我失笑:“拜托,这也太大白话了好不好?”
这一天,我和史迪文匿在小小的清碧寺中,直至暮色降临。
与此同时,十八号艺廊拍板了今日最后一桩买卖。
买主来自比利时,认出了“悲喜”上其中一名女子,乃是他的旧爱,一口出了高价。乔先生无所谓地点了头,继而于小界点了头,一锤定音。
而后来,“悲喜”的主人摇身一变变作了史迪文。买主不过是他的挚友,跑跑腿,演演戏,举手之劳。史迪文所言大致如下:这佳作拍的人是他姓于的,但被拍的人,是你何荷,因此权衡利弊,买是一定要买的,更何况,你何荷又百年不遇笑得这么美……悲喜?为什么取名悲喜?得我者得天下,说你窃喜会不会更恰当?
因他这番论调,我几乎笑破肚皮。
而再后来,又有什么在渐渐败露。
“悲喜”的拍摄者,并非于小界。
总而言之,史迪文为它花掉的重金,是愈加了无缺憾,值上加值了。
照于泽的话说,于夫人子女众多,顾此失彼,而对他于泽这一失,至今还没失到头。于泽优哉游哉地被某富豪聘为高级保全,他打斗的底子好,更有飞镖这一技傍身,说是稍稍培训,即月上岗。
郑香宜举四肢反对,“危险”二字挥之不去。
二人小打小闹,终于郑香宜让了步。
我日复一日地致力于瑞元的传统客户,一度向秦媛提议,让她从金牌交易团队中调拨出三两名交易员供我用于传统操盘。秦媛一口回绝,端出boss的架子,说这个听她的,必须听她的,胜负未分,她绝不分散力量。我点点头,再无二话,接着为开源客户奔波。
于是走南闯北地,有一天我再见到了于小娅。
再见到于小娅时,她照旧穿着牛仔短裙,才齐耳根的头发仍勉勉强强地吊着个马尾。当时我在缓缓行驶,找寻着和客户约好的餐厅,而斜前方的她几乎是摽在一个男人身上,拐进了其中一家。那路段大多是各国风情的餐厅,可唯独他们拐进的那一家,是间旅馆。

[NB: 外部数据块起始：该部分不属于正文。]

PR #6167, opened 2026-08-19
fix(job): consolidate Kueue lifecycle and queue management into kueue.go

Neelabh94:
## Description
Consolidates 100% of Kueue-related lifecycle management, queue resolution, priority class installation, and flavor capacity calculations from `infra_manager.go` and `gke_job_orchestrator.go` into `pkg/orchestrator/gke/kueue.go`.

## Key Changes
1. **Consolidated Kueue Logic (`kueue.go`):** Centralized constants, queue resolution, lifecycle management, priority classes, and resource flavor calculations into 5 logical sections.
2. **Kueue Test Migration (`kueue_test.go`):** Ported all Kueue unit tests from `infra_manager_test.go` into `kueue_test.go`.
3. **Queue Fallback & Multi-Tenant Namespace Naming Bug Fix:** Removed static `defaultClusterQueue = "default-queue"` constant; dynamic `ClusterQueue` naming now prevents multi-tenant namespace collisions.
4. **Scoped `ResourceFlavor` Creation:** `EnsureResourceFlavors` is now scoped to initial queue creation and checks for pre-existing flavors before applying manifests, respecting admin-configured clusters and skipping redundant `kubectl apply` calls.

## Testing
- Passed 100% of unit tests (`go test -v ./pkg/orchestrator/gke/...`).
- Pre-commit hooks passed (`go fmt`, `go vet`, `go imports`, `go-cyclo`, `golangci-lint`).
- Tested live job submission and log streaming on GKE cluster `bodaborg-tpu7x-nap`.


pkg/orchestrator/gke/kueue.go
```diff
@@ -0,0 +1,1029 @@
...
+			Subsets []struct {
+				Addresses []struct {
+					Ip string `json:"ip"`
+				} `json:"addresses"`
+			} `json:"subsets"`
+		}
+		if err := json.Unmarshal([]byte(cmdEndpoints.Stdout), &eps); err != nil {
+			return false, fmt.Errorf("failed to unmarshal endpoints json: %w", err)
+		}
+		for _, subset := range eps.Subsets {
```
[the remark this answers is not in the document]
Neelabh94: This is a contradictory feedback to the earlier feedbacks. 
It is okay to fail, there should be no scenario for the endpoint to return incomplete data

pkg/orchestrator/gke/kueue.go
```diff
@@ -0,0 +1,1051 @@
...
+	for _, c := range kueuePermissionChecks {
+		res := g.executor.ExecuteCommand("kubectl", "auth", "can-i", c.verb, c.resource)
+		if res.ExitCode != 0 || strings.TrimSpace(res.Stdout) != "yes" {
+			return fmt.Errorf("unable to re-install kueue to version %s, this could be a permission issue. Please contact your cluster administrator for updating KUEUE settings", version)
+		}
+	}
+	return nil
+}
+
+func (g *GKEOrchestrator) isKueueInstalled() (bool, error) {
```
shubpal07, line 417: Nice work consolidating the Kueue logic! 

One quick note on RBAC permissions: in shared or multi-tenant GKE clusters, namespace-scoped users (non-admins) will likely get a `403 Forbidden` error when querying cluster-scoped CRDs here, which would block their job submissions.

Could we catch `403 Forbidden` errors here, log a warning, and assume Kueue is installed? We can rely on subsequent namespace-scoped checks (like verifying if the `LocalQueue` exists in the target namespace) to confirm if Kueue is actually usable for the user.

pkg/orchestrator/gke/kueue.go
```diff
@@ -0,0 +1,1051 @@
...
+	}
+	errStr := strings.ToLower(res.Stderr + " " + res.Stdout)
+	if strings.Contains(errStr, "notfound") || strings.Contains(errStr, "not found") {
+		logging.Info("Kueue CRD not found.")
+		return false, nil
+	}
+	return false, fmt.Errorf("failed to check for Kueue CRD: %s\n%s", res.Stderr, res.Stdout)
+}
+
+func (g *GKEOrchestrator) isKueueDeploymentInstalled() (bool, error) {
```
shubpal07, line 435: Similar to the CRD check above, querying resources in the system namespace (`kueue-system`) might return a `403 Forbidden` for users without cluster-wide permissions.

Would it make sense to catch `403` here as well, log a warning, and proceed?

pkg/orchestrator/gke/kueue.go
```diff
@@ -0,0 +1,1051 @@
...
+		// If the user lacks RBAC permissions to read ClusterQueue, assume it exists in shared clusters
+		// so we skip cluster-scoped creation (which would also fail with 403) and proceed to create LocalQueue.
+		logging.Warn("Insufficient RBAC permissions to read ClusterQueue %q (403 Forbidden). Assuming it exists in shared cluster.", name)
+		return true, nil
+	}
+	return false, fmt.Errorf("failed to check clusterqueue status: %s", res.Stderr)
+}
+
+// createDefaultQueues creates a LocalQueue in the target namespace and a corresponding ClusterQueue (named after the target namespace if non-default, or defaultClusterQueue).
+func (g *GKEOrchestrator) createDefaultQueues(localQueueName, ns string) error {
```
shubpal07, line 161: Using the namespace name as the ClusterQueue name (`cqName := ns`) is a neat way to isolate queues! However, it might introduce a couple of edge cases in multi-tenant environments:

1. **403 Fallback:** If a non-admin gets `403` on the ClusterQueue check, we assume it exists and point the LocalQueue to a ClusterQueue named `<namespace>`. If the cluster admin hasn't pre-created a ClusterQueue with that exact name, the workloads will hang silently in Kueue.
2. **Resource Overcommit:** For admin users, auto-creating a ClusterQueue per namespace over the same physical nodes could lead to resource overcommit (bypassing Kueue's scheduling controls).

Would it be safer to fall back to a standard shared ClusterQueue (like `"default"`) when a `403` is encountered, and perhaps allow users to explicitly configure the target ClusterQueue name if they need custom mappings?

pkg/orchestrator/gke/kueue.go
```diff
@@ -0,0 +1,1051 @@
...
+}
+
+// DeleteAllKueueResources deletes all Kueue custom resources and CRDs from the cluster.
+func (g *GKEOrchestrator) DeleteAllKueueResources() error {
+	resourceList := strings.Join(kueueCRDs, ",")
+	logging.Info("Deleting all Kueue resources...")
+	g.executor.ExecuteCommand("kubectl", "delete", resourceList, "--all", "--ignore-not-found", "--wait=false")
+
+	logging.Info("Deleting Kueue CRDs...")
+	args := append([]string{"delete", "crd", "--ignore-not-found"}, kueueCRDs...)
```
shubpal07: Using `--wait=false` when deleting Kueue resources, followed immediately by deleting the CRDs (line 504), might cause the CRDs or the namespace to get stuck in a `Terminating` state if there are active finalizers on the resources.

Could we remove `--wait=false` or wait for the resource deletion to complete before cleaning up the CRDs?

pkg/orchestrator/gke/kueue.go
```diff
@@ -0,0 +1,1051 @@
...
+		"apiVersion": "kueue.x-k8s.io/" + kueueAPIVersion,
+		"kind":       "ResourceFlavor",
+		"metadata": map[string]interface{}{
+			"name": name,
+		},
+	}
+	if len(nodeLabels) > 0 {
+		filteredLabels := make(map[string]string)
+		for k, v := range nodeLabels {
+			if k != tpuTopologyLabel &&
```
shubpal07, line 830: Could we add a brief inline comment explaining *why* we filter out these specific TPU topology, slice, and partition labels? It would help other developers maintaining this in the future.

pkg/orchestrator/gke/kueue.go
```diff
@@ -0,0 +1,1051 @@
...
+	_, hasPathways := g.capacity.Flavors["pathways-flavor"]
+	for _, resName := range resList {
+		quota := g.getNominalQuota(resName, fc, fname)
+		if hasPathways && isTPUFlavor(fname) {
+			switch resName {
+			case "cpu":
+				quota = pathwaysCPUNominalQuota
+			case "memory":
+				quota = pathwaysMemoryNominalQuota
+			}
```
shubpal07, line 1058: Nit: Could we add a comment explaining the rationale behind setting the nominal quotas to `999999` when Pathways is enabled?

Neelabh94:
Thanks for the thorough review @shubpal07 , I have made the changes in the new commit [abd13832e](https://github.com/GoogleCloudPlatform/cluster-toolkit/commit/abd13832e)

pkg/orchestrator/gke/kueue.go
Neelabh94: Done

pkg/orchestrator/gke/kueue.go
Neelabh94: Done.

pkg/orchestrator/gke/kueue.go
Neelabh94: Done, replaced this with a timeout to prevent infinite hang during CRD deletion

pkg/orchestrator/gke/kueue.go
Neelabh94: Thanks for pointing this case out. Have modified the logic. PTAL

pkg/orchestrator/gke/kueue.go
Neelabh94: Done,

pkg/orchestrator/gke/kueue.go
Neelabh94: Done

pkg/orchestrator/gke/kueue.go
```diff
@@ -0,0 +1,1051 @@
...
+	if version == "" {
+		version = defaultKueueVersion
+	} else if !strings.HasPrefix(version, "v") {
+		version = "v" + version
+	}
+
+	needReinstall, reinstallReason := g.evaluateKueueReinstall(kueueCRDInstalled, kueueDeploymentInstalled, currentVersion, version)
+	if needReinstall {
+		if g.checkDynamicSlicingViaGKE() {
+			return fmt.Errorf("automatic Kueue installation blocked: we detected that cluster %s is set up for Dynamic-slicing (found 'PROVISION_ONLY' in the node pool's placementPolicy). Wiping Kueue would corrupt your custom topology configurations. Please install Kueue and the required custom CRDs manually", clusterName)
```
shubpal07: Nit: The warning message `"Wiping Kueue would corrupt your custom topology..."` might be a bit confusing to a user if Kueue was never installed on the cluster in the first place.

We may think to rephrase it to something more generic, like: `"Automatic Kueue installation/modification is blocked when dynamic slicing is enabled..."`?

pkg/orchestrator/gke/kueue.go
```diff
@@ -0,0 +1,1051 @@
...
+			}
+		}
+	}
+	return yaml.Marshal(rfMap)
+}
+
+func (g *GKEOrchestrator) installKueueResources(cqName string, lqName string) error {
+	logging.Info("Installing Kueue resources (ClusterQueue, LocalQueue)...")
+
+	if err := g.EnsureResourceFlavors(); err != nil {
```
shubpal07, line 848: Currently, if `EnsureResourceFlavors()` fails due to a non-RBAC error (like a network timeout or invalid YAML), we log a warning but continue execution. This might leave the cluster in an unhealthy state (e.g., ClusterQueues referencing missing flavors) without failing the command.

Would it be safer to only ignore verified RBAC `Forbidden` errors and treat other unexpected errors as fatal?

pkg/orchestrator/gke/kueue.go
```diff
@@ -0,0 +1,1051 @@
...
+		return true, nil
+	}
+	return false, fmt.Errorf("failed to check clusterqueue status: %s", res.Stderr)
+}
+
+// createDefaultQueues creates a LocalQueue in the target namespace and a corresponding ClusterQueue (named after the target namespace if non-default, or defaultClusterQueue).
+func (g *GKEOrchestrator) createDefaultQueues(localQueueName, ns string) error {
+	logging.Info("Creating default ClusterQueue and LocalQueue...")
+
+	if err := g.EnsureResourceFlavors(); err != nil {
```
shubpal07, line 164: Same [here](https://github.com/GoogleCloudPlatform/cluster-toolkit/pull/6167/changes#r3822361819)

pkg/orchestrator/gke/kueue.go
```diff
@@ -0,0 +1,1051 @@
...
+
+	return g.installKueueResources(defaultClusterQueue, defaultLocalQueue)
+}
+
+func (g *GKEOrchestrator) checkKueueInstallPermissions(version string) error {
+	logging.Info("Verifying cluster permissions for Kueue installation...")
+	for _, c := range kueuePermissionChecks {
+		res := g.executor.ExecuteCommand("kubectl", "auth", "can-i", c.verb, c.resource)
+		if res.ExitCode != 0 || strings.TrimSpace(res.Stdout) != "yes" {
+			return fmt.Errorf("unable to re-install kueue to version %s, this could be a permission issue. Please contact your cluster administrator for updating KUEUE settings", version)
```
shubpal07: This error message is clear, but since we check multiple permissions in a loop, it might be hard for the user/admin to know which specific permission is missing.

Could we include the failed verb and resource (e.g. `c.verb` and `c.resource`) in the error message to make it more actionable?

pkg/orchestrator/gke/kueue.go
```diff
@@ -0,0 +1,1051 @@
...
+		time.Sleep(3 * time.Second)
+	}
+	return fmt.Errorf("timed out waiting for kueue-webhook-service endpoints to be available")
+}
+
+func (g *GKEOrchestrator) probeKueueWebhookReadiness() error {
+	logging.Info("Probing Kueue webhook readiness...")
+	probeName := fmt.Sprintf("gcluster-webhook-probe-%d", time.Now().UnixNano())
+	probeManifest := fmt.Sprintf("apiVersion: kueue.x-k8s.io/%s\nkind: ResourceFlavor\nmetadata:\n  name: %s\n", kueueAPIVersion, probeName)
+	f, err := os.CreateTemp("", "gcluster-webhook-probe-*.yaml")
```
shubpal07, line 573: Nit: 
Writing a temp file to disk and running `kubectl apply -f` in a loop works fine, but it might leak files in `/tmp` if the execution is interrupted.

Would it be cleaner to pipe the manifest content directly to `kubectl apply -f -` via stdin to avoid writing to disk?

pkg/orchestrator/gke/infra_manager.go
```diff
@@ -657,168 +129,6 @@ func (g *GKEOrchestrator) waitForJobSetWebhook() error {
...
-				if len(subset.Addresses) > 0 {
-					return true, nil
-				}
-			}
-		}
-	}
-	return false, nil
-}
-
 func (g *GKEOrchestrator) isJobSetCRDInstalled() (bool, error) {
```
shubpal07, line 135: Similar to the Kueue checks, namespace-scoped users might get a `403 Forbidden` here when querying cluster-scoped CRDs. 

Would it make sense to catch `403` here as well, log a warning, and assume JobSet is installed if the user lacks cluster-level read permissions?

pkg/orchestrator/gke/kueue_test.go
```diff
@@ -0,0 +1,1036 @@
...
+	orc := &GKEOrchestrator{executor: mock}
+
+	covered, isNew, err := orc.checkClusterQueueCoverage("default")
+	if err != nil {
+		t.Fatalf("checkClusterQueueCoverage should succeed and skip on 403 Forbidden, got: %v", err)
+	}
+	if !covered || isNew {
+		t.Errorf("expected covered=true, isNew=false on 403 Forbidden, got covered=%v, isNew=%v", covered, isNew)
+	}
+}
```
shubpal07, line 1097: The test suite in `kueue_test.go` is very thorough! One area we might want to cover is the Pathways queue coverage flow (`ensureClusterQueueCoverage`).

Could we add a test case in `kueue_test.go` that mocks a Pathways job (`IsPathwaysJob: true`) to verify that the orchestration flow in `configureClusterEnvironment` executes the coverage checks correctly?

pkg/orchestrator/gke/kueue.go
```diff
@@ -0,0 +1,1051 @@
+// Copyright 2026 Google LLC
```
shubpal07, line 1: (Optional):
*Note: This [template](https://github.com/GoogleCloudPlatform/cluster-toolkit/blob/develop/pkg/orchestrator/gke/templates/priority_classes.tmpl#L36) is pre-existing and not modified in this PR, but worth noting for a follow-up:*
Setting `globalDefault: true` on the default `medium` PriorityClass (value 500) will cause all pods on the cluster without an explicit priority class to default to 500. 

**Risk:** This can allow default pods to preempt workloads explicitly set to lower priorities (e.g., `low` at 250), potentially disrupting the GKE cluster's eviction and scheduling logic in shared/multi-tenant environments.

We should consider removing `globalDefault: true` in a future PR, or at least warning the user in the logs during installation.

shubpal07 (changes requested):
Thanks for this PR @Neelabh94 ! The Kueue logic consolidation is a great cleanup, and the test suite is very thorough. 
However, I've found a few improvements which can be discussed. Please Feel free to defer them in case you feel there are out of scope of this PR.
I've left detailed inline comments on these and a few major testing/deletion improvements.

pkg/orchestrator/gke/kueue.go
Neelabh94: `g.executor.ExecuteCommand` does not support stdin streaming, and the defer os.Remove(probeFile) + kubectl delete resourceflavor <probeName> block guarantees immediate cleanup upon function exit.

Neelabh94:
thanks again @shubpal07 . Have made the required changes around handling the 403 errors. PTAL

pkg/orchestrator/gke/kueue.go
Neelabh94: Thanks for the suggestion Shubham. I'll keep it for a separate discussion later.

shubpal07 (approved):
Thanks @Neelabh94 for addressing all the improvements!!
LGTM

如此说来,这于小娅或许真的比于泽更值得于夫人顾上一顾的。
于小界筹划的珠宝秀,自然而然地出了岔子。
乔先生的赞助,迟迟不到位。
他的人面兽心,棋高一着,不用一枪一炮,变戏法似的,便将于小界的前程似锦似锦前程搁在了我的手心儿之上。他于小界将来在于氏珠宝是胜者王,还是败者寇,怎么突然就凭了我一人发落?
自十八号艺廊一别,于小界于我便杳无音讯了。我也不得联络他,除非张嘴便说yes,否则,再怎么联络也无益。
我给史迪文打过一次电话,仅仅是为求教,可惜,他手机关机了。